▶ [Exercise materials]:

________________

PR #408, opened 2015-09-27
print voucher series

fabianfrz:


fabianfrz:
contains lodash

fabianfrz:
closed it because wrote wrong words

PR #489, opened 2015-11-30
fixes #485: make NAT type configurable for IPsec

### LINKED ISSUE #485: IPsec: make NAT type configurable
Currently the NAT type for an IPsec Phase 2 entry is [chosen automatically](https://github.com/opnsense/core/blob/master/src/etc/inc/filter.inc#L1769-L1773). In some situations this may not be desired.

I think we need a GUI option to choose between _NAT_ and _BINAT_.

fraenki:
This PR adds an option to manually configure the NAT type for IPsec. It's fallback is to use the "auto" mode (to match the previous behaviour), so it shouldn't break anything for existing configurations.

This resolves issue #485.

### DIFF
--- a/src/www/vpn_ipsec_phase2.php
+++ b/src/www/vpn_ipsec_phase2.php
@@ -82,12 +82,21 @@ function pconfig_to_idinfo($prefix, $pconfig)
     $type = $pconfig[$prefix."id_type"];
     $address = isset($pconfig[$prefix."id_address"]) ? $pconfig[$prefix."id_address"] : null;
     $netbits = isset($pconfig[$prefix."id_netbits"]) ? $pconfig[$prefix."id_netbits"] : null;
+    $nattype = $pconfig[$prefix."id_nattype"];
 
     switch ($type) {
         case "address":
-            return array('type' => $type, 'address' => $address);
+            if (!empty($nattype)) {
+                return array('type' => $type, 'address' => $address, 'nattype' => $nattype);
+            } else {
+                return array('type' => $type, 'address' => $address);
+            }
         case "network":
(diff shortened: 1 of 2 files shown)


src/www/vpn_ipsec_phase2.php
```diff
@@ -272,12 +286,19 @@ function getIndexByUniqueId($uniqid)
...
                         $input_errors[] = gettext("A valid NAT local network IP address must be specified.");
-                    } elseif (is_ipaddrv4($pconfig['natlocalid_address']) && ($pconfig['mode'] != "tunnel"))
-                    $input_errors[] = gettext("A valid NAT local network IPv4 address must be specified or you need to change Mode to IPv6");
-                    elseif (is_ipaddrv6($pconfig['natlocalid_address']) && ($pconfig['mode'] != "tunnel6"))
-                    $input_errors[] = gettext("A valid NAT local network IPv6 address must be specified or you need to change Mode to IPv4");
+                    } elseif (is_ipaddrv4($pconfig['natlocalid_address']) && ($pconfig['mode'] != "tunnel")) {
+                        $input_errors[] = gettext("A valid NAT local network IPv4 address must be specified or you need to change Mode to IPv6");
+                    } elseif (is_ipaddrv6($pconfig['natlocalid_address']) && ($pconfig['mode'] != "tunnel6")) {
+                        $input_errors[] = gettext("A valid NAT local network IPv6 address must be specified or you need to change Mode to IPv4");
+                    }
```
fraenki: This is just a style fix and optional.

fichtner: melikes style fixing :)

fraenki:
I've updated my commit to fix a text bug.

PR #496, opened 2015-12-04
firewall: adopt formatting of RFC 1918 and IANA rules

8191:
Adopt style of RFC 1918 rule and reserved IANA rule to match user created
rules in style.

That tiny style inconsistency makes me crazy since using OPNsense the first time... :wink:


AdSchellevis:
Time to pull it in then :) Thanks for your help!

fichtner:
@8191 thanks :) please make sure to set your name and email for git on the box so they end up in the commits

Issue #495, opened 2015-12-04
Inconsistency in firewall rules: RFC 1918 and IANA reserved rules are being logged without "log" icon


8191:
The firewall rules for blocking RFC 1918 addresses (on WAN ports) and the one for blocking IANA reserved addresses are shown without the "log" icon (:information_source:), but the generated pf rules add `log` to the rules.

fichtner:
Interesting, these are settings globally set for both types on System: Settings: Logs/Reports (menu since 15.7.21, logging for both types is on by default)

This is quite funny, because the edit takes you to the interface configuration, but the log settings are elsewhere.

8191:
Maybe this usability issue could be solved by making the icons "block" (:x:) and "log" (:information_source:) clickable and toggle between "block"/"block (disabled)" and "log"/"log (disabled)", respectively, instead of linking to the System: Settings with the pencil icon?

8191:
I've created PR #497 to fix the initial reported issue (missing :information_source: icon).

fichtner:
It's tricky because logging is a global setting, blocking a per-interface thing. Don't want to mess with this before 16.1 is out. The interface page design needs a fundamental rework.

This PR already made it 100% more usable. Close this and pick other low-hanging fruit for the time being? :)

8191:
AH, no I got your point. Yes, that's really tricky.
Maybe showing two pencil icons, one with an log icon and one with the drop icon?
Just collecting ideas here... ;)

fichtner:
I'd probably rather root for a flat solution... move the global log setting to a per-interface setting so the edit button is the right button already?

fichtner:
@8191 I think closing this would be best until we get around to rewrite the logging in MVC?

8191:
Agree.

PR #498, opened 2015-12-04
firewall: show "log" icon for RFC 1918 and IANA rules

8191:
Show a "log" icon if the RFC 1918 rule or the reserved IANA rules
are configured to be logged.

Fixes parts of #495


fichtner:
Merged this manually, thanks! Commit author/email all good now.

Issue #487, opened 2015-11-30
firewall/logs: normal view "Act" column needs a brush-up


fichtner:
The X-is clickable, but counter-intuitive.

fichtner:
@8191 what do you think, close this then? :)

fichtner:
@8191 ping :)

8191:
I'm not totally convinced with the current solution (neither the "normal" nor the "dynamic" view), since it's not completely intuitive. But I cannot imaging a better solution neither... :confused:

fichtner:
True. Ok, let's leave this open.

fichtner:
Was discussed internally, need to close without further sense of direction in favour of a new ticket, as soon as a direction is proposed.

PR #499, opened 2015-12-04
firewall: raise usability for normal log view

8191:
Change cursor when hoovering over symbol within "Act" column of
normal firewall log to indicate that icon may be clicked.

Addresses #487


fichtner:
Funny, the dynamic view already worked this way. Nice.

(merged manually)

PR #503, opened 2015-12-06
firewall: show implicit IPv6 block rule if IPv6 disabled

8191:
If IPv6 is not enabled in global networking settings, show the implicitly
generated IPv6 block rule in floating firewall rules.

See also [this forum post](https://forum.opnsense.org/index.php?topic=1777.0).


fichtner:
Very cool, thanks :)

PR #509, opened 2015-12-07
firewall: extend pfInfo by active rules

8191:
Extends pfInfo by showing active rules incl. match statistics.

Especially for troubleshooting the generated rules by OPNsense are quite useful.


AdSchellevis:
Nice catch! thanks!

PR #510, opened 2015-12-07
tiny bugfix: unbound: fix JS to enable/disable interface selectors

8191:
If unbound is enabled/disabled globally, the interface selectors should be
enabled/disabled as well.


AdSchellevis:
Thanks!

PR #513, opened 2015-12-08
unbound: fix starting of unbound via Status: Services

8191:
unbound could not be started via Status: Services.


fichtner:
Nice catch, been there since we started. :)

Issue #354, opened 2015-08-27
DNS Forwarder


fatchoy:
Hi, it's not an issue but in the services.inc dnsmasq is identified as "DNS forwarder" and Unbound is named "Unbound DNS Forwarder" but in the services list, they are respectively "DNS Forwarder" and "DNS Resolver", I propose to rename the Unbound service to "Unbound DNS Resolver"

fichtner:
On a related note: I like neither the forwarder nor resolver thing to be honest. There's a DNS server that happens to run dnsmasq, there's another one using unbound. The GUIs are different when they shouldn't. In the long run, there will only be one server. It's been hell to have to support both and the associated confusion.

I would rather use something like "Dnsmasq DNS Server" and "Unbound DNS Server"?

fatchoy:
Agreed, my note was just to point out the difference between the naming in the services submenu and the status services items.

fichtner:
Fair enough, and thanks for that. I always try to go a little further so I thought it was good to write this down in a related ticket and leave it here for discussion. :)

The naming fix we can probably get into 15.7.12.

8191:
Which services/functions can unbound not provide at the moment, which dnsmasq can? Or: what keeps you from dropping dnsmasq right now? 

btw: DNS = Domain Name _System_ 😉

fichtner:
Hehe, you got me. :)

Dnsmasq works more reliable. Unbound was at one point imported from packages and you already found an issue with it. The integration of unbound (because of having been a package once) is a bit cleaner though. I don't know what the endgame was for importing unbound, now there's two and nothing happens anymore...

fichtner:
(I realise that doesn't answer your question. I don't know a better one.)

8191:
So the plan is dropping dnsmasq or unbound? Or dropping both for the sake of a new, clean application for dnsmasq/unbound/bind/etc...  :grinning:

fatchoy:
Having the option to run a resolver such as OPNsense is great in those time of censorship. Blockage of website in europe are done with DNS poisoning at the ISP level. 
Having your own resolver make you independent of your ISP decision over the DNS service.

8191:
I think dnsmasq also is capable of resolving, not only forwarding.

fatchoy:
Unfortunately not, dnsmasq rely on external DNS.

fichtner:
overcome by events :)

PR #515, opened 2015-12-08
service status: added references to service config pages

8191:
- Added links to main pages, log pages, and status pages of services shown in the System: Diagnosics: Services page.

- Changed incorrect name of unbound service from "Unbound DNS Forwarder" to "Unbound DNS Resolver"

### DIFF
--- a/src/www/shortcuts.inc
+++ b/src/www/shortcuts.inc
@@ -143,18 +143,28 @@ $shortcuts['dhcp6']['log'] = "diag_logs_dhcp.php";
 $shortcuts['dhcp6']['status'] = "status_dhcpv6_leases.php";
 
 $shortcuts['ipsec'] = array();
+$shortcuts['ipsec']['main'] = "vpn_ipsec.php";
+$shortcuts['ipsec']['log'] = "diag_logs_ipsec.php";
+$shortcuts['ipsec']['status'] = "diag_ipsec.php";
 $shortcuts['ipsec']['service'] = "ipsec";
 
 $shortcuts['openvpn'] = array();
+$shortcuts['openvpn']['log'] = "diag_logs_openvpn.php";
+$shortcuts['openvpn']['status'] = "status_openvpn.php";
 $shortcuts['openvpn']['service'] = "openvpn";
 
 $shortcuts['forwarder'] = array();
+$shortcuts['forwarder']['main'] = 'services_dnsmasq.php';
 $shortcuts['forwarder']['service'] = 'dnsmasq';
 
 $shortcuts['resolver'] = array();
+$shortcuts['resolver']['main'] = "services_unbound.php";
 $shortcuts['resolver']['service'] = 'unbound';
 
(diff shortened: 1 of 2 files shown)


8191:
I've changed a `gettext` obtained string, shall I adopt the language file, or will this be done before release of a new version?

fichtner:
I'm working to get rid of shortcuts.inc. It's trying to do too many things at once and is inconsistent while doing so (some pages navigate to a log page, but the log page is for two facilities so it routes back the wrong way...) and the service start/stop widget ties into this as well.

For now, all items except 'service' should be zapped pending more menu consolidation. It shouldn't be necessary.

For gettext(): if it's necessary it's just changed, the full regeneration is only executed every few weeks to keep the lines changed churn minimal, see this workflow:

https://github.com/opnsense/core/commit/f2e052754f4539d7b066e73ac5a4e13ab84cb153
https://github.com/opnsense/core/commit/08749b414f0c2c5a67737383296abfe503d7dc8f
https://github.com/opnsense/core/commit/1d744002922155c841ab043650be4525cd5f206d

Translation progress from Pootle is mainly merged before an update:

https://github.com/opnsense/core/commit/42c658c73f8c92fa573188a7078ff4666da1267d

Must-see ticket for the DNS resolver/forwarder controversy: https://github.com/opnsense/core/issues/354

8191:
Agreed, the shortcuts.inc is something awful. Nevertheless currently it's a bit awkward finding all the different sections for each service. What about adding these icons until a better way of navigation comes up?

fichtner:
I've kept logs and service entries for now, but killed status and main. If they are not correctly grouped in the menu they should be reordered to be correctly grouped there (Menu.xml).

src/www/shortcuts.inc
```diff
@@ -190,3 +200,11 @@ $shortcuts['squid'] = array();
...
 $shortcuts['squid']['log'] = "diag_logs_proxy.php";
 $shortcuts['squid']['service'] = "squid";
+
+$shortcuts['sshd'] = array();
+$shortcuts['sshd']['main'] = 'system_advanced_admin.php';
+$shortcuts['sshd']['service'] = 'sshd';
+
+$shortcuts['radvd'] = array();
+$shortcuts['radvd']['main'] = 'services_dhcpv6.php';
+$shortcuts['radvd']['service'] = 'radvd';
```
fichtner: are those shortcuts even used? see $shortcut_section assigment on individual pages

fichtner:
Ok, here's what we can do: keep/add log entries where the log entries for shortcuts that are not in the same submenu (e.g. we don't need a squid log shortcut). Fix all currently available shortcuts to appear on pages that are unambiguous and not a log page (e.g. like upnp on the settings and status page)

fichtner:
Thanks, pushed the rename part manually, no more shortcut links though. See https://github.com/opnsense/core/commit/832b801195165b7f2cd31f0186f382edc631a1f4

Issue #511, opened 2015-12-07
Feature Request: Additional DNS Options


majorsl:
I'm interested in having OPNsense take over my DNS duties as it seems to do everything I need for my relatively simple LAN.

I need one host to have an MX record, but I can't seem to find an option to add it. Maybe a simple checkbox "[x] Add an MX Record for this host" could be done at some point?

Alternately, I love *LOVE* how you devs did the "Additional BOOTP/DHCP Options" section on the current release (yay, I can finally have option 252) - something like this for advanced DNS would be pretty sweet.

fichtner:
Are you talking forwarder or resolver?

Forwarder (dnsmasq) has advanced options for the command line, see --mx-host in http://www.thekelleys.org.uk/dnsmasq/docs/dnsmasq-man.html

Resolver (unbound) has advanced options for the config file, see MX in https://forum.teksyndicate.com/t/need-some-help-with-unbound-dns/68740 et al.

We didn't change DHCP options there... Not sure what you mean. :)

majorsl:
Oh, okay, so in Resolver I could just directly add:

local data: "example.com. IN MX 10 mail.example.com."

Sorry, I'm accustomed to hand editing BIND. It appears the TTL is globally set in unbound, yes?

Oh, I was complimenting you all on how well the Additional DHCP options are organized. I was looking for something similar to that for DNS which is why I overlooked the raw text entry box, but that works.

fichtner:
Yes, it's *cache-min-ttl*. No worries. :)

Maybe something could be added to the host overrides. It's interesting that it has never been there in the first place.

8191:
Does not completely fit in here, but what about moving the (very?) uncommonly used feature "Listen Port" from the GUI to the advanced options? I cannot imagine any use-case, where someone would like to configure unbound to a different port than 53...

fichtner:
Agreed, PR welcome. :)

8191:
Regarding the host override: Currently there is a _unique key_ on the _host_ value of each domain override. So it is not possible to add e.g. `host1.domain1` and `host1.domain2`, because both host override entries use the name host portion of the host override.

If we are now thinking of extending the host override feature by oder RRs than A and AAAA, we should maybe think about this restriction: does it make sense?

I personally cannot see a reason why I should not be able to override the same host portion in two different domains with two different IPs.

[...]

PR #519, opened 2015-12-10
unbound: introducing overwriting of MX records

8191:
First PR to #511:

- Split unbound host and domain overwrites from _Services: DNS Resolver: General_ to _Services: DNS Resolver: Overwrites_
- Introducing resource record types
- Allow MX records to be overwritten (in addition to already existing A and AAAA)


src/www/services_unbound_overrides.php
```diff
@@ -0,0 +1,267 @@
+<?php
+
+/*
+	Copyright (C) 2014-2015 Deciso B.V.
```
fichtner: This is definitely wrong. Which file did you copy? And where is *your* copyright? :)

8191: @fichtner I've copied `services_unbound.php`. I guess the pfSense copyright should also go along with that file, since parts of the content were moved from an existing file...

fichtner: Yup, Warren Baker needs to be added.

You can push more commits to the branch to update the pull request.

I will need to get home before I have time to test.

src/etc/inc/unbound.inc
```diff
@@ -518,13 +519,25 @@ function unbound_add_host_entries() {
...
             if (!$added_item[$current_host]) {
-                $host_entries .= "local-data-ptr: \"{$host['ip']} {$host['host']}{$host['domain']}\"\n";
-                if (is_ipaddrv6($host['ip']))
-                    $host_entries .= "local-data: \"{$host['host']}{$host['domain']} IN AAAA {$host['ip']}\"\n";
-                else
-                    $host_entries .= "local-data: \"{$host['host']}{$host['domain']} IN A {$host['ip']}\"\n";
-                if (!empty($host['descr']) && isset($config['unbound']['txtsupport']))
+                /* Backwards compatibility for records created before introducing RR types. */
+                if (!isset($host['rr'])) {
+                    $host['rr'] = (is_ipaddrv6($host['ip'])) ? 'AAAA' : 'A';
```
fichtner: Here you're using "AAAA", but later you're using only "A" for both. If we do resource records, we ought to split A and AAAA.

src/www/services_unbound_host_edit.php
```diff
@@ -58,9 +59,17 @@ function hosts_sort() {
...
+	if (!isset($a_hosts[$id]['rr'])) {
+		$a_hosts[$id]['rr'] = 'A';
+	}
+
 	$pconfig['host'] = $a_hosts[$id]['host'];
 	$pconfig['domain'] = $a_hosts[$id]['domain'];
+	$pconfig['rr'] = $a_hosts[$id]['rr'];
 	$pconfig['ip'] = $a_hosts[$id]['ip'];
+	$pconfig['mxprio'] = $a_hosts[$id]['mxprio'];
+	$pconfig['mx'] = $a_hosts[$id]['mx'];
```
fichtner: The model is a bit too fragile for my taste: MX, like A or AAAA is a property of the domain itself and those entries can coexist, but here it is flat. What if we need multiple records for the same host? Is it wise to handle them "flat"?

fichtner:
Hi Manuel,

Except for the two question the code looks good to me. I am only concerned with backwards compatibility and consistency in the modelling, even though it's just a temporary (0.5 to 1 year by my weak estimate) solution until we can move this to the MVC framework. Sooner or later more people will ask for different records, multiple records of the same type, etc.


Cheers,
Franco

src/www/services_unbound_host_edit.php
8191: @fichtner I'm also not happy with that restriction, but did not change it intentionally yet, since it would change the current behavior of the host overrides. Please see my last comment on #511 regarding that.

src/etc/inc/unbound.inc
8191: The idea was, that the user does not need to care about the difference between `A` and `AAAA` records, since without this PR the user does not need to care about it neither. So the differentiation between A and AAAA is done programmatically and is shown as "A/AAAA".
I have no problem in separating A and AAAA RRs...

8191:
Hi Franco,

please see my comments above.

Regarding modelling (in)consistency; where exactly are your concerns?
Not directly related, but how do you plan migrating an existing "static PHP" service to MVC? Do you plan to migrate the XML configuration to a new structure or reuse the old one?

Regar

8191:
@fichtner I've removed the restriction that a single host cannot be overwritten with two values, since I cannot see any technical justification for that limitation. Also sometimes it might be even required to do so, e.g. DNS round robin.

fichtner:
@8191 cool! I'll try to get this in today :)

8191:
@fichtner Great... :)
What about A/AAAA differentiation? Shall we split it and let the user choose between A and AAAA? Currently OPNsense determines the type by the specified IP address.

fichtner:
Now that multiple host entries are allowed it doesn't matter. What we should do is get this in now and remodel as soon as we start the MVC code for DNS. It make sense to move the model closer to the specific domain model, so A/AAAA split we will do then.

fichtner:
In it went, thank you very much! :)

________________

▶ [Assignment]: For each line above that contains the word "email", give the line as it is written.

▶ [Written answer]:
@8191 thanks :) please make sure to set your name and email for git on the box so they end up in the commits
Merged this manually, thanks! Commit author/email all good now.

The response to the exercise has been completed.